"Bukankah Abraham, bapa kita, dibenarkan karena perbuatan-perbuatannya, ketika ia mempersembahkan Ishak, anaknya diatas Mezbah? Kamu lihat, bahwa iman bekerjasama dengan dengan perbuatan-perbuatan dan oleh perbuatan-perbuatan itu iman menjadi sempurna. Dengan jalan demikian genaplah nas yang mengatakan: "Lalu percayalah Abraham kepada Allah, maka Allah memperhitungkan hal itu kepadanya sebagai kebenaran." Karena itu Abraham disebut: "Sahabat Allah." Yakobus 2:21-23
Jika kita membaca selintas ayat-ayat diatas, kita mungkin akan menyimpulkan bahwa Yakobus mengajarkan bahwa kita dibenarkan berdasarkan perbuatan-perbuatan kita. Kita harus berhati-hati untuk membaca teks di atas. Untuk memahami maksud Yakobus, kita harus memperhatikan kutipan teks dari PL mengenai Abraham yang Yakobus gunakan. Yakobus menegaskan ulang bahwa Abraham percaya kepada apa yang Allah perintahkan dan mentaatinya maka Allah memperhitungkan iman dan ketaatan Abraham sebagai kebenaran.
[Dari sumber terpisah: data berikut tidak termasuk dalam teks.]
PR #1509, opened 2020-09-07
feat(service): adds template and dockerfile migration to migration endpoint

### LINKED ISSUE #1370: implement a command to update the version of renku-python in interactive environments
After https://github.com/SwissDataScienceCenter/renku-project-template/pull/86 is merged, it should be straightforward to update the renku-python version installed in users' docker images. We should have a command that checks if the current version needs to be updated and update it if that is the case. In the case of released versions this is trivial, it's not so obvious what to do when `renku migrate` is called from a development version, since the corresponding development release may not exist on PyPI.

Panaetius:
Closes #1370 

Requires/includes https://github.com/SwissDataScienceCenter/renku-python/pull/1469


rokroskar:
The PR description references itself - update?

Panaetius:
> The PR description references itself - update?

Ah, meant to link the other template parameter PR, fixed now.

vfried (approved):
All works well!

renku/core/management/repository.py
```diff
@@ -540,7 +559,36 @@ def import_from_template(self, template_path, metadata, force=False):
...
+
+        immutable_paths = []
+
+        for path in paths:
+            relative_path = Path(path)
+
+            if str(relative_path) in self.project.immutable_template_files:
+                immutable_paths.append(path)
+
+        return immutable_paths
```
mohammad-sdsc, line 586: This would be a shorter version of the same function:
```
immutable_template_files = self.project.immutable_template_files or []
return [p for p in paths if p in immutable_template_files]
```

tests/core/commands/test_init.py
```diff
@@ -193,6 +198,252 @@ def test_template_filename(local_client):
...
+        ]
+        template_files = []
+        for project_file in project_files:
+            expected_file = template_path / project_file.relative_to(local_client.path)
+            template_files.append(expected_file)
+            assert expected_file.exists()
+
+        # NOTE: Update from template
+        fetch_template = mocker.patch("renku.core.commands.init.fetch_template")
+        fetch_template.return_value = (manifest, temppath, "renku", "0.0.2")
```
mohammad-sdsc, line 236: It's better to factor the common setup code for this test and the following in a separate function to make the tests shorter and more readable.

mohammad-sdsc (changes requested):
Looks pretty good to me! Just made a few comments!

renku/core/management/migrate.py
```diff
@@ -82,7 +137,153 @@ def migrate(client, progress_callback=None):
...
+    return n_migrations_executed != 0, template_updated, docker_updated
+
+
+def _update_template(client, check_only=False, progress_callback=None):
+    """Update local files from the remote template."""
+    from renku.core.commands.init import fetch_template
+
+    project = client.project
+
+    if not project.template_version:
```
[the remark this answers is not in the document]
Panaetius: the latter. a project created from a template before this change won't have a version set, this way we know that we can't update it.

tests/core/commands/test_init.py
Panaetius: Well, each setup code is different, but I tried to hide it away in a function as a fixture.

renku/core/management/migrate.py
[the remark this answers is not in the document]
Panaetius: And we couldn't fetch templates in this case as the old version of init doesn't store what template was used/where the template was from.

mohammad-sdsc (approved):
Thanks for looking into this 👍!

PR #1516, opened 2020-09-10
feat(core): follow URL redirections for dataset files

Panaetius:
Follows URL redirections for dataset import and dataset add

Closes #1416

PR #1517, opened 2020-09-10
chore: add Flake8 test

Panaetius:
Adds flake8 tests since Black doesn't cover everything.

### DIFF
--- a/renku/service/views/datasets.py
+++ b/renku/service/views/datasets.py
@@ -23,15 +23,7 @@ from flask import Blueprint, request
 from flask_apispec import marshal_with, use_kwargs
 from git import GitCommandError, Repo
 
-from renku.core.commands.dataset import (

Jadi, apa yang Yakobus ingin tekankan sebenarnya adalah mengenai kesatuan/integrasi antara iman dan ketaatan yang harus ada dalam kehidupan seorang percaya.
Berdasarkan kisah Abraham kita dapat melihat bahwa iman yang sejati melibatkan dua aspek yakni (i) percaya dengan apa yang Tuhan katakan dan (ii) mentaati apa yang Tuhan katakan. Kedua hal inilah yang ada dalam diri Abraham; sewaktu Abraham mendapatkan janji dari Tuhan, ia percaya kepada apa yang Tuhan katakan, dan ia mentaati Tuhan saat diminta meninggalkan sanak famili dan kediaman keluarga besarnya. Demikian juga saat Abraham dijanjikan akan memiliki keturunan seperti bintang dilangit, namun Tuhan kemudian meminta Abraham untuk mempersembahkan satu-satunya anak yang saat itu ia miliki, Abraham tetap percaya kepada Tuhan dan mentaati perintah Tuhan.
Ketaatan kepada perintah Tuhan, itulah ciri dari iman yang sejati. Persoalannya adalah pada saat kita hendak mentaati apa yang Tuhan perintahkan terkadang hal tersebut menjadi tidak mudah sebab tuntutan Tuhan seringkali berlawanan dengan apa yang menjadi keinginan lahiriah dan kenyamanan hidup kita. Apakah mudah untuk mengampuni dan mengasihi orang yang menyakiti kita sebagaimana yang Tuhan perintahkan? Tidak mudah bukan, sebab kita cenderung untuk menjadi orang yang akan merasa puas jika kita dapat membalas orang-orang yang menyakiti kita. Itulah sebabnya untuk dapat mentaati perintah Tuhan dibutuhkan yang namanya "penyangkalan diri." Tanpa kekuatan dari Tuhan, kita memang tidak mungkin dapat melakukan "penyangkalan diri," namun dalam Kristus kita sesungguhnya sudah diberikan apa yang kita butuhkan untuk baik "menyangkali diri" maupun untuk "mentaati perintah-perintah Tuhan."
Seorang bapak Kristen bekerja sebagai seorang tentara; walaupun ia sudah bekerja dengan rajin dan tekun, namun karirnya bergerak sangat lambat. Salah satu penyebabnya adalah karena ia tidak bersedia untuk membayar lebih supaya ia mendapatkan kenaikan jabatan ataupun penempatan di lokasi yang lebih menjanjikan. Satu kali bapak ini ditawari untuk pindah ke lokasi yang dia inginkan yakni tempat dimana anak-anaknya tinggal dan bersekolah; bapak ini memang sudah lama mengajukan dan mengharapkan penempatan di lokasi tersebut, persoalannya adalah ada sejumlah biaya yang diminta supaya ia dapat ditempatkan di sana. Hal ini membuatnya sangat bergumul dan setelah berbicara dengan istrinya, ia akhirnya menolak tawaran tersebut sebab ia tahu hal tersebut salah.
Syukur kepada Tuhan sebab ia telah memberikan kepada kita apa yang kita butuhkan untuk mampu menyangkali diri dan mentaati perintah Tuhan.